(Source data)
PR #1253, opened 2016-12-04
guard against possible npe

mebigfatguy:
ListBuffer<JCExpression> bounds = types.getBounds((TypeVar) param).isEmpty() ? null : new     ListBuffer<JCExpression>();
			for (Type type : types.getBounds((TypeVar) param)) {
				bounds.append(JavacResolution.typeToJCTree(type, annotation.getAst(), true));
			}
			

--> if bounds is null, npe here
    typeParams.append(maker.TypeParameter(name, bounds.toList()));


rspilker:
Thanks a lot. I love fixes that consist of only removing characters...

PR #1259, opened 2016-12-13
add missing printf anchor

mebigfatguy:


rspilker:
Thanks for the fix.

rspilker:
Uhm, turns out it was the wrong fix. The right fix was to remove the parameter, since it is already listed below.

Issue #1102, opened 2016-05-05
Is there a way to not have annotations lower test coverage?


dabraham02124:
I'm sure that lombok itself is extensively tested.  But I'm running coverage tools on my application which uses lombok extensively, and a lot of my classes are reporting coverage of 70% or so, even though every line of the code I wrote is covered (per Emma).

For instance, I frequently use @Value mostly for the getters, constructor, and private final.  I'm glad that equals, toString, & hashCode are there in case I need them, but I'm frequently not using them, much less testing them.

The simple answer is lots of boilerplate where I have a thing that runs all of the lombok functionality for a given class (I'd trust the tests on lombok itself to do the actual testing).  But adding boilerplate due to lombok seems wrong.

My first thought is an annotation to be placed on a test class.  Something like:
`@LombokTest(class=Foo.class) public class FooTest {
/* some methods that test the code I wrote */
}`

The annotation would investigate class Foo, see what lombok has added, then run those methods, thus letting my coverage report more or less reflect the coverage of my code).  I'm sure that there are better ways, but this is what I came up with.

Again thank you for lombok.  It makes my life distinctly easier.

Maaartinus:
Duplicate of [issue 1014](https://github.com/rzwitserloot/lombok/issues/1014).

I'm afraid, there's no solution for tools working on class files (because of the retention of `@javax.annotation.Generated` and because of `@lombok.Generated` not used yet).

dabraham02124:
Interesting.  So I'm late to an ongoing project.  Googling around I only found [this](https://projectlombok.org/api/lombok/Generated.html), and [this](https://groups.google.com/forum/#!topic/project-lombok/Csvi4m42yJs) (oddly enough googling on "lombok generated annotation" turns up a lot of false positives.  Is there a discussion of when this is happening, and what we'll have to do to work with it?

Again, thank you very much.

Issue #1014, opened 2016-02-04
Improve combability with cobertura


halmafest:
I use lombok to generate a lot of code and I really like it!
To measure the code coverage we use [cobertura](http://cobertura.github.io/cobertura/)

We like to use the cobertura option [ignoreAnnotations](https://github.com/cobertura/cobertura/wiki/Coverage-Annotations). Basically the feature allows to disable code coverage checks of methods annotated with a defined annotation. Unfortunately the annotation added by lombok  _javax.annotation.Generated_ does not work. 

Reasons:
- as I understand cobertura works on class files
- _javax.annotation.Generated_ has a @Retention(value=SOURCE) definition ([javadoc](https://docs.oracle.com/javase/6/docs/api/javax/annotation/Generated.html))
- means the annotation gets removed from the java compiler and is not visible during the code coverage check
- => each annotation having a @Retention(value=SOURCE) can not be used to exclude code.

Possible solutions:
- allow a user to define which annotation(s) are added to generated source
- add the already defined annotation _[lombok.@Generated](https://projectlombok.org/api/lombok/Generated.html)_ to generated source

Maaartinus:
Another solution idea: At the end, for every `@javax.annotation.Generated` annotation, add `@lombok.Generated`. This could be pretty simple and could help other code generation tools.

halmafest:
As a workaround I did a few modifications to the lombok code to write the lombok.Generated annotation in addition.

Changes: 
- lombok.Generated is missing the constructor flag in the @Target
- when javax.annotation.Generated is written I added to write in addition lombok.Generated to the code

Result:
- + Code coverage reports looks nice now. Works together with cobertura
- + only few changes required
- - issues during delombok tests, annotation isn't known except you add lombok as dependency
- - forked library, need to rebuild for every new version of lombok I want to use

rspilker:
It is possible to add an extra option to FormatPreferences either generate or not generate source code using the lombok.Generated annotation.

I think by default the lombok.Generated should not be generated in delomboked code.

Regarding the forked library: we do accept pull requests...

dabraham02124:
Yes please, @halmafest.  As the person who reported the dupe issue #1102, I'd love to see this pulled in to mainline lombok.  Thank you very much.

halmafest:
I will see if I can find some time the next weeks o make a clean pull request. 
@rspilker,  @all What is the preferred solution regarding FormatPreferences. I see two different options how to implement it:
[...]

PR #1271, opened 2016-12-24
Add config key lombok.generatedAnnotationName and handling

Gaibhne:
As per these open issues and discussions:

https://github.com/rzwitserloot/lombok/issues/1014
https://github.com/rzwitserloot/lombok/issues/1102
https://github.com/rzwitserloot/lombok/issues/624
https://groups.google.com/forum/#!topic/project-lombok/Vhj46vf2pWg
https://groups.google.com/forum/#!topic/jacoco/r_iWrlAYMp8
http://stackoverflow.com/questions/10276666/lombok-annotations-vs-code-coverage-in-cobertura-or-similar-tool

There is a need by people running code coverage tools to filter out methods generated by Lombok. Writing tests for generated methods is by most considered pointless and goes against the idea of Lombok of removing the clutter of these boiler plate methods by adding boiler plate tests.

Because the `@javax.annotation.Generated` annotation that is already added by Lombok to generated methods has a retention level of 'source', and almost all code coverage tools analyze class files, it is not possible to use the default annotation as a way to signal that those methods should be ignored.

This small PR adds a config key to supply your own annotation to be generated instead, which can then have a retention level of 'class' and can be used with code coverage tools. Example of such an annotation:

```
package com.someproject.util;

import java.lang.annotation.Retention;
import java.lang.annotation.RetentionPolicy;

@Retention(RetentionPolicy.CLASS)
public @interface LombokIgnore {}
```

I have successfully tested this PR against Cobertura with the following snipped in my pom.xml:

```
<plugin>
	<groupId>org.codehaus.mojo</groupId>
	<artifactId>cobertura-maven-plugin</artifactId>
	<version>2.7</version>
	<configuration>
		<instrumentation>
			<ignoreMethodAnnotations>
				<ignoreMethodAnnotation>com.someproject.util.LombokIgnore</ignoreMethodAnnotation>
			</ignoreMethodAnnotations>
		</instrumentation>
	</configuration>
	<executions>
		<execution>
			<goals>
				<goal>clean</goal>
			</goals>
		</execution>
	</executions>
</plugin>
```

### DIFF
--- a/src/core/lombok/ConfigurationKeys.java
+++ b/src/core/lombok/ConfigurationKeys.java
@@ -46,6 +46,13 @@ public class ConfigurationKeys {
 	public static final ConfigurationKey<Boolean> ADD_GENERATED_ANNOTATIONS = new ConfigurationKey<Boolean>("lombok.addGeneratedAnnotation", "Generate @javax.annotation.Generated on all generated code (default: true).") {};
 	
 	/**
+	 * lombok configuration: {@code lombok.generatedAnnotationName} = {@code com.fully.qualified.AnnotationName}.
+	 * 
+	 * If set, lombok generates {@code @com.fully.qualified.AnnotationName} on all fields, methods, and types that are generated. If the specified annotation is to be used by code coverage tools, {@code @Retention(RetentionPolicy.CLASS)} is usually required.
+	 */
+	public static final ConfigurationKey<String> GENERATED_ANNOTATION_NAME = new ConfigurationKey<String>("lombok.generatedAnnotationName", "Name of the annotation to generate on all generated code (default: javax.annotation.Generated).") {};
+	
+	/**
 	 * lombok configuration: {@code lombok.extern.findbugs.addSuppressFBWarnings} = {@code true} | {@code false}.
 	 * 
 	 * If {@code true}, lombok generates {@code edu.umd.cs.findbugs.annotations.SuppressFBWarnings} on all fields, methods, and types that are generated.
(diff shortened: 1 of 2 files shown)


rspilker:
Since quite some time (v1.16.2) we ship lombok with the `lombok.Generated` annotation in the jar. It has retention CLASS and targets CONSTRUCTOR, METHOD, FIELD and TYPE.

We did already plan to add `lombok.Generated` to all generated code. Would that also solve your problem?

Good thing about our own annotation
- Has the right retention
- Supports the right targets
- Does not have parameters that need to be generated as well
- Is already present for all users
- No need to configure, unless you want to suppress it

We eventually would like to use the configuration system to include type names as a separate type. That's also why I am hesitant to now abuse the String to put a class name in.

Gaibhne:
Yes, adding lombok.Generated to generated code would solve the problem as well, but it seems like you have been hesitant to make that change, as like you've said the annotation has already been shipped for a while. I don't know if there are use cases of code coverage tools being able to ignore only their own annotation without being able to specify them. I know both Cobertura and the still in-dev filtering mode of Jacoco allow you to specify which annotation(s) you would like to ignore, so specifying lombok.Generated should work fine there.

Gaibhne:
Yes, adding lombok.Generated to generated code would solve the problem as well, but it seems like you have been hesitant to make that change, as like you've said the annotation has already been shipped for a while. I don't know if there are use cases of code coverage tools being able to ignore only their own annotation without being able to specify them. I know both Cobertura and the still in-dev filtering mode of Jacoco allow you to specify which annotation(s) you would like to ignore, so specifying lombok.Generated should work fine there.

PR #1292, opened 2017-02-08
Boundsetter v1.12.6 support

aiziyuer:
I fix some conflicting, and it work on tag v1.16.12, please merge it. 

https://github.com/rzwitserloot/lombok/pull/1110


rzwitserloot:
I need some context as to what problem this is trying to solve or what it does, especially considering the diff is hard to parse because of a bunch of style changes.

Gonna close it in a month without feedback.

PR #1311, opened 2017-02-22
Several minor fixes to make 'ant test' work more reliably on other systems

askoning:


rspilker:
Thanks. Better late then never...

→ TASK DIRECTIONS
Search the data for the string "wrote" and copy every line where it appears.

→ SOLUTION
I'm sure that lombok itself is extensively tested.  But I'm running coverage tools on my application which uses lombok extensively, and a lot of my classes are reporting coverage of 70% or so, even though every line of the code I wrote is covered (per Emma).
/* some methods that test the code I wrote */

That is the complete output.